## EXERCISE BRIEF
Which lines in the data below contain the word "customization"? Copy each of them.

## INFORMATION GIVEN
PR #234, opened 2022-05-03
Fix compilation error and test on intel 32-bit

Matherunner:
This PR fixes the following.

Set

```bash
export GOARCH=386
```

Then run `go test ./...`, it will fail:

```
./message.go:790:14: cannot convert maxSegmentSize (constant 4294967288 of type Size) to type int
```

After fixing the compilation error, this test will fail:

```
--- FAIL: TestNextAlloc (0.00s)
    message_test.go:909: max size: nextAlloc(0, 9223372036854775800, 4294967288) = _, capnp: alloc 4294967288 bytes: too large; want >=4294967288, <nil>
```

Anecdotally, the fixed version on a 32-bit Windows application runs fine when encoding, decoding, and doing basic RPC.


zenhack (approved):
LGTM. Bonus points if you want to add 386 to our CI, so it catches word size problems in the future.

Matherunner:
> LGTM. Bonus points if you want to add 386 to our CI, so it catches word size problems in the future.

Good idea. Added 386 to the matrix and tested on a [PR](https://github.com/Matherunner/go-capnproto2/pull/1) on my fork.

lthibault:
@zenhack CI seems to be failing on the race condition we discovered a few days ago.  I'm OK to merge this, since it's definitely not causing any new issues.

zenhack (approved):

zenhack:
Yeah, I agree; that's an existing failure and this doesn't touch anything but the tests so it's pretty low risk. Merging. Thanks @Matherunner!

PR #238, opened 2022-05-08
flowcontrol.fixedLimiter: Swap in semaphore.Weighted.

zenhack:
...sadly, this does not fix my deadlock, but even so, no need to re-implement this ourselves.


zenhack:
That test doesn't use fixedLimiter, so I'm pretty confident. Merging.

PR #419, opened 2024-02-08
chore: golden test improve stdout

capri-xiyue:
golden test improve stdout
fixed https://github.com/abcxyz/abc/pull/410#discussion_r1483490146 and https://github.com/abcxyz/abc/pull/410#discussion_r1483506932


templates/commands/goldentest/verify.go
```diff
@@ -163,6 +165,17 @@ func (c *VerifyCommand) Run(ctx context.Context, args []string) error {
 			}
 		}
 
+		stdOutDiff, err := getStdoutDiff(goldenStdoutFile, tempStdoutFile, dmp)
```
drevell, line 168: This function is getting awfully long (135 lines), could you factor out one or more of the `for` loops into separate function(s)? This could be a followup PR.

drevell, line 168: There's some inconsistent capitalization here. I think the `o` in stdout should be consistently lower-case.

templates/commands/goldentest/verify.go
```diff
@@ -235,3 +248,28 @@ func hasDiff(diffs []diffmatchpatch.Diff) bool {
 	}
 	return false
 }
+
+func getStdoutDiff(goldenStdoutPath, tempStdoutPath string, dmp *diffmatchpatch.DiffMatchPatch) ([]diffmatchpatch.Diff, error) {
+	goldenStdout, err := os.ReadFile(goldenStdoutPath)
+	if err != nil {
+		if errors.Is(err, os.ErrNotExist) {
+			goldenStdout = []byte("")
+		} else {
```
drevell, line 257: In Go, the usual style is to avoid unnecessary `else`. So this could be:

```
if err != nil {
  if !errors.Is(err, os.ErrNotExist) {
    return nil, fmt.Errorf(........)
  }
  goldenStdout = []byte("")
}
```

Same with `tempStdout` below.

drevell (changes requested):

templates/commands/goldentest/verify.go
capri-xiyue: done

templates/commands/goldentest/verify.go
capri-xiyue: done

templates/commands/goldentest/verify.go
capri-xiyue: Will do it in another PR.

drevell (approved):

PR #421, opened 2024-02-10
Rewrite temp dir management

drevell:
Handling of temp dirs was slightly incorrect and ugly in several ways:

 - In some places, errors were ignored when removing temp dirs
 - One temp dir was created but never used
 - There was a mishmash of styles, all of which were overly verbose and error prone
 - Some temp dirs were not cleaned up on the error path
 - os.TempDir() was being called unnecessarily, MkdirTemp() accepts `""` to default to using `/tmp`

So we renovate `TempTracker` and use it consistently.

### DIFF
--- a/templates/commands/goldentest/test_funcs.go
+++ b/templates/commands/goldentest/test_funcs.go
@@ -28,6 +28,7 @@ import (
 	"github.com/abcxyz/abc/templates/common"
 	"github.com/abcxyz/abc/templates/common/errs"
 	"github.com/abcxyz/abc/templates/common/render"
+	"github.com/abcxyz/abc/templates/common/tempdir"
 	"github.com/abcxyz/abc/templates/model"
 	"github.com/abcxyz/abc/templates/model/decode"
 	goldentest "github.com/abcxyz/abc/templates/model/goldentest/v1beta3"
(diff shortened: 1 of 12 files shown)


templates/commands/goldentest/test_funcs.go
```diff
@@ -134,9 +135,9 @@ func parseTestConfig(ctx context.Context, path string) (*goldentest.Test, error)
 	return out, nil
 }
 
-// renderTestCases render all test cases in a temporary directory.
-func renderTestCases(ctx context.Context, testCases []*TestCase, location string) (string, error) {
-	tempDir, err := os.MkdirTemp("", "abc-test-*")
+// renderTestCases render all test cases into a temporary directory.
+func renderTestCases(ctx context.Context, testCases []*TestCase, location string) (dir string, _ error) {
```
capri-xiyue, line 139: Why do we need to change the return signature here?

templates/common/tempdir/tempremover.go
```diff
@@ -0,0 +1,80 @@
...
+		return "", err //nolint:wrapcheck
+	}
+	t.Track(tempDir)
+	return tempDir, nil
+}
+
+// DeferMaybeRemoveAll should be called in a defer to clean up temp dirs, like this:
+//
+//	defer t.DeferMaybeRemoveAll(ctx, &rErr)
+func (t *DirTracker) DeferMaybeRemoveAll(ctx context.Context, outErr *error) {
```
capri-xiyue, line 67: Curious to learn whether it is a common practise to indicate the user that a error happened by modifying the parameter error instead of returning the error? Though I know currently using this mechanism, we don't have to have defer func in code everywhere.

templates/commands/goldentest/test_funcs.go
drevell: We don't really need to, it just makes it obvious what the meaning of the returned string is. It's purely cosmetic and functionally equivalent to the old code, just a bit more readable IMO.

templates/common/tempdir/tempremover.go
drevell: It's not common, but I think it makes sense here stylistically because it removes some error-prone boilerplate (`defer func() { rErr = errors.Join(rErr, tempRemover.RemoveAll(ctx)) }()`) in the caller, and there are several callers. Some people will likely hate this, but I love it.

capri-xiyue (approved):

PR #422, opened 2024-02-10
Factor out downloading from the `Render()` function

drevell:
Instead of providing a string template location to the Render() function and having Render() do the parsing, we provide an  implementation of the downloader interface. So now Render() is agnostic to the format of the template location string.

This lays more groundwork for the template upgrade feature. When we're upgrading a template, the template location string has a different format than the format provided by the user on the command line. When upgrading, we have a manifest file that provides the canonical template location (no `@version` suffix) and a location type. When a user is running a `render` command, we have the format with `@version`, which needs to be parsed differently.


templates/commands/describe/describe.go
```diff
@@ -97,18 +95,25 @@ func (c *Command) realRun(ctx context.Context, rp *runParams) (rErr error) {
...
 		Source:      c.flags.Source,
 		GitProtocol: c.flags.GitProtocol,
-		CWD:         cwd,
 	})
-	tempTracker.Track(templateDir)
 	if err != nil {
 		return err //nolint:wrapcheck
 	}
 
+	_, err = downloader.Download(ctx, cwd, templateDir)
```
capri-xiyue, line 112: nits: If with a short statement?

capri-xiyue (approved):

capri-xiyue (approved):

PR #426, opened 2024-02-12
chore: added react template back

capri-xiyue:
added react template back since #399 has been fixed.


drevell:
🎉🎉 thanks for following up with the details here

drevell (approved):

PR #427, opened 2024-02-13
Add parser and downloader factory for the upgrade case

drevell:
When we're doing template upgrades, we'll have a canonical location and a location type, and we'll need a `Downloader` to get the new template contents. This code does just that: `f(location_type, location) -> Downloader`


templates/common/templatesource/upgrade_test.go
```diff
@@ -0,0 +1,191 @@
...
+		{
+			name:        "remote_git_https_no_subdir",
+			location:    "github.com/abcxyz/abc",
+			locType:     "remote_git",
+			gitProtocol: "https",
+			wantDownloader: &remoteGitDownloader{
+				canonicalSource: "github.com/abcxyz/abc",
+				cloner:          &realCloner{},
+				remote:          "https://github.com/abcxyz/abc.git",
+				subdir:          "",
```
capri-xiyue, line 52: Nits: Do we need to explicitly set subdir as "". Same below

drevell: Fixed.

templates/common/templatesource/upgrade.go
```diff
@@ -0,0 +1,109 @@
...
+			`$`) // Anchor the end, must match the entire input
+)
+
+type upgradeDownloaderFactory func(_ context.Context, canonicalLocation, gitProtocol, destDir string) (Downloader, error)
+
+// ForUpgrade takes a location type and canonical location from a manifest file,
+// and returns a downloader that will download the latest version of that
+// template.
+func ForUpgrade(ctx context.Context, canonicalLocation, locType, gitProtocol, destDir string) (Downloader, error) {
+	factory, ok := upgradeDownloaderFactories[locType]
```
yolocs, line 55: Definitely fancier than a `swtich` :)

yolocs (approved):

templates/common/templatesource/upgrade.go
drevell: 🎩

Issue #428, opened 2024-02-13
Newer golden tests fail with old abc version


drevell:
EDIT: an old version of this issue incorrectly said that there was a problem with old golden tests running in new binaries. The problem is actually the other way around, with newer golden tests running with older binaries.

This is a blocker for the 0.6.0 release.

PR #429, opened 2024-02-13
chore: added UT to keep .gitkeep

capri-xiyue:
==
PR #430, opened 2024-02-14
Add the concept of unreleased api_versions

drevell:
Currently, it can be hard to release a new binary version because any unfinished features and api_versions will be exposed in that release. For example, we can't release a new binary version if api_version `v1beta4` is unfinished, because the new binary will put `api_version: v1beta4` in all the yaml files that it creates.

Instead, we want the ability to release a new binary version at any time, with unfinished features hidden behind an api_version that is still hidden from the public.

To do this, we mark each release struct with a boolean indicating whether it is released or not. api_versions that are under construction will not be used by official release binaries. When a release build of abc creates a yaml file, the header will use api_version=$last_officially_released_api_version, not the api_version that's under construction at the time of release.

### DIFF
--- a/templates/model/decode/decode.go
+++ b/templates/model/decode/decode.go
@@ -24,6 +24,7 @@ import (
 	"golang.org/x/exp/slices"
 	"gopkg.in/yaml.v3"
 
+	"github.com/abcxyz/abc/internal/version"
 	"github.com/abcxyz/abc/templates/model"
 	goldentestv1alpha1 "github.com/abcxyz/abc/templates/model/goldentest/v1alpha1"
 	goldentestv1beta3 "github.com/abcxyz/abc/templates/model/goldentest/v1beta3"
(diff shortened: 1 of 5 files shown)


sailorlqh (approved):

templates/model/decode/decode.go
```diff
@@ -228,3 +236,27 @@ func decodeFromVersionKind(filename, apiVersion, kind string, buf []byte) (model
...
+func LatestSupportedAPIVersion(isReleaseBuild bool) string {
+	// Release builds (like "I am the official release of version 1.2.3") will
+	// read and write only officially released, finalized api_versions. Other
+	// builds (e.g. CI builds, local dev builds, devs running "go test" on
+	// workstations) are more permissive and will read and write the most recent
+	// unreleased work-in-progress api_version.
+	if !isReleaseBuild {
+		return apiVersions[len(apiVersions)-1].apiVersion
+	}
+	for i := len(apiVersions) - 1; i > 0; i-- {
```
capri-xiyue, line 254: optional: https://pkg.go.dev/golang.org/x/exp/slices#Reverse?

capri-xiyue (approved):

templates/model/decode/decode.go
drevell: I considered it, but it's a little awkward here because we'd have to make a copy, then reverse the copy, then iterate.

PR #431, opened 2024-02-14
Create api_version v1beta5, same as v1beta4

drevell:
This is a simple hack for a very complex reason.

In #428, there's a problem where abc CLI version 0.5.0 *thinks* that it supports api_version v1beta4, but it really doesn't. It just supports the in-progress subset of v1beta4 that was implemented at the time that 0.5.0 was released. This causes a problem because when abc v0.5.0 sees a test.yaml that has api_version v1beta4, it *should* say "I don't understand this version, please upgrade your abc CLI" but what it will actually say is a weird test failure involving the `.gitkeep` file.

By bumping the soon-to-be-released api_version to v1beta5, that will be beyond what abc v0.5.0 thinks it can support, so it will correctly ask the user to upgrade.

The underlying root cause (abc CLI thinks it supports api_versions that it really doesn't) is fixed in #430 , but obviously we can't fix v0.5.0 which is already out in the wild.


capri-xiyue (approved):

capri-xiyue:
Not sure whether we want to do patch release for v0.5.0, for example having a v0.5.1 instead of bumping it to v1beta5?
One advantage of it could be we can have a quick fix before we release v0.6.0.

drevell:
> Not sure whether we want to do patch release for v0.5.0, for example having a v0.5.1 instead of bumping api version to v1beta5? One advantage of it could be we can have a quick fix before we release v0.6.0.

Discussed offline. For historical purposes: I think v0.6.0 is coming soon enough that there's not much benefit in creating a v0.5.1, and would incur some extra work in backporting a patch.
==
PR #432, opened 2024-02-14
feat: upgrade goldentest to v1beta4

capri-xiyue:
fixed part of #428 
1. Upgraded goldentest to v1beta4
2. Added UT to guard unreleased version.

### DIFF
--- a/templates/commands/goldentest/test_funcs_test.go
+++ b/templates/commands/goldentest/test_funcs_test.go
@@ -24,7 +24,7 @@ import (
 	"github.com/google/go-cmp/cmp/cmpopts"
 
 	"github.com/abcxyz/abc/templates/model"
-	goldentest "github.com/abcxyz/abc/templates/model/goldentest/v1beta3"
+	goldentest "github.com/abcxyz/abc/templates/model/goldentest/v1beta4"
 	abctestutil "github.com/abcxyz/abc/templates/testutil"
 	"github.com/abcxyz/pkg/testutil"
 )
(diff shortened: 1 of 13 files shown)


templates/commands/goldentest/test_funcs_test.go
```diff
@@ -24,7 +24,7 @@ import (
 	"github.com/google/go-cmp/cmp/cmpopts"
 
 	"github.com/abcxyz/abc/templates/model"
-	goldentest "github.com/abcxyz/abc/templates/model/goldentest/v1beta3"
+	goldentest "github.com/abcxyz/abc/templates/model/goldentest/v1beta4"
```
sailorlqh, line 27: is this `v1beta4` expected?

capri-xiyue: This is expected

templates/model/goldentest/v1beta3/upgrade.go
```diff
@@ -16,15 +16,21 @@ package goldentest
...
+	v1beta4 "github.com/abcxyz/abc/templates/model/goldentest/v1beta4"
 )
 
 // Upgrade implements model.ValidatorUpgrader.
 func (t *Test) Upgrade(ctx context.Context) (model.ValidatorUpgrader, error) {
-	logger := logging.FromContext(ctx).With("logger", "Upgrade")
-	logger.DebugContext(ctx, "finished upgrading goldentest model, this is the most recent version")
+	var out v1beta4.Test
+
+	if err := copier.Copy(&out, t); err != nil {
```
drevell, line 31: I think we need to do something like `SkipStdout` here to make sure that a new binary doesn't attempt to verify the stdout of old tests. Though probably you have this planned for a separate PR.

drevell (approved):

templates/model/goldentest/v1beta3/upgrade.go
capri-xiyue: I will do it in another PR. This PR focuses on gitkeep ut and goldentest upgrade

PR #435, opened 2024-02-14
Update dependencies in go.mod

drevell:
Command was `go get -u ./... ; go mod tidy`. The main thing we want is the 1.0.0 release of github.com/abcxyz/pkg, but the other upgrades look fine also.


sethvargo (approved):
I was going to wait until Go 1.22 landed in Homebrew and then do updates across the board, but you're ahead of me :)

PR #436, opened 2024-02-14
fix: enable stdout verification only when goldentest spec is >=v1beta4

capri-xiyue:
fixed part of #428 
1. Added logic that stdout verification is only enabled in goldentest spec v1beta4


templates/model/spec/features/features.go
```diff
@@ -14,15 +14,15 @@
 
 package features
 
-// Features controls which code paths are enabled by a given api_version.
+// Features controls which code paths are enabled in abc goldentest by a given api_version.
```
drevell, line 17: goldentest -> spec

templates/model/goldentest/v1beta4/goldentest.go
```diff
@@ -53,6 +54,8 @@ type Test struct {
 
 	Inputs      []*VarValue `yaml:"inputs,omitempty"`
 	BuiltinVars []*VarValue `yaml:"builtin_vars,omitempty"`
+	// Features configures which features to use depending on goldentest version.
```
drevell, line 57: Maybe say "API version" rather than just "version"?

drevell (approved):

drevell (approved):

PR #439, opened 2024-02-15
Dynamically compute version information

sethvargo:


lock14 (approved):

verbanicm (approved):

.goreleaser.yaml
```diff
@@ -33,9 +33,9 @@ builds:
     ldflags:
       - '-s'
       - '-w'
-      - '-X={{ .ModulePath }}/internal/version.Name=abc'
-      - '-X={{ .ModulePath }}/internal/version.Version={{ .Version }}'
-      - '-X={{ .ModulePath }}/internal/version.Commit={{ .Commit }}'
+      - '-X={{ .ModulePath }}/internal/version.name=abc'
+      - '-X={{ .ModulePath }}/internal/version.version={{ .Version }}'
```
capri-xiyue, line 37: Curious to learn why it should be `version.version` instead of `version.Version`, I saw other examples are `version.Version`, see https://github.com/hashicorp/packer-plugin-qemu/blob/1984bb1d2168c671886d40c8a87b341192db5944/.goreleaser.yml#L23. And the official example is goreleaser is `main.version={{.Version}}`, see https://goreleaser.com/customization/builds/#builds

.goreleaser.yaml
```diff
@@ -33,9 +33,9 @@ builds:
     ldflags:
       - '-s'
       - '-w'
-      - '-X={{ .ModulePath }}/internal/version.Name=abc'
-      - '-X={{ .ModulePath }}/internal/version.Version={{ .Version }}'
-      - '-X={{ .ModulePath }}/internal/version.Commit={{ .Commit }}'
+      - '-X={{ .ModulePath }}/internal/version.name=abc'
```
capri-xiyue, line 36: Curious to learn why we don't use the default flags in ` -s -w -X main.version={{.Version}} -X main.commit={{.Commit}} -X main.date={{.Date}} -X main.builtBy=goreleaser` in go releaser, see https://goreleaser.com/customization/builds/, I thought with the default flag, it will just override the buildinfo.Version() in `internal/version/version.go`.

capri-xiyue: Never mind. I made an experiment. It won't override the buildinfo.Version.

## ANSWER SECTION
capri-xiyue, line 37: Curious to learn why it should be `version.version` instead of `version.Version`, I saw other examples are `version.Version`, see https://github.com/hashicorp/packer-plugin-qemu/blob/1984bb1d2168c671886d40c8a87b341192db5944/.goreleaser.yml#L23. And the official example is goreleaser is `main.version={{.Version}}`, see https://goreleaser.com/customization/builds/#builds
capri-xiyue, line 36: Curious to learn why we don't use the default flags in ` -s -w -X main.version={{.Version}} -X main.commit={{.Commit}} -X main.date={{.Date}} -X main.builtBy=goreleaser` in go releaser, see https://goreleaser.com/customization/builds/, I thought with the default flag, it will just override the buildinfo.Version() in `internal/version/version.go`.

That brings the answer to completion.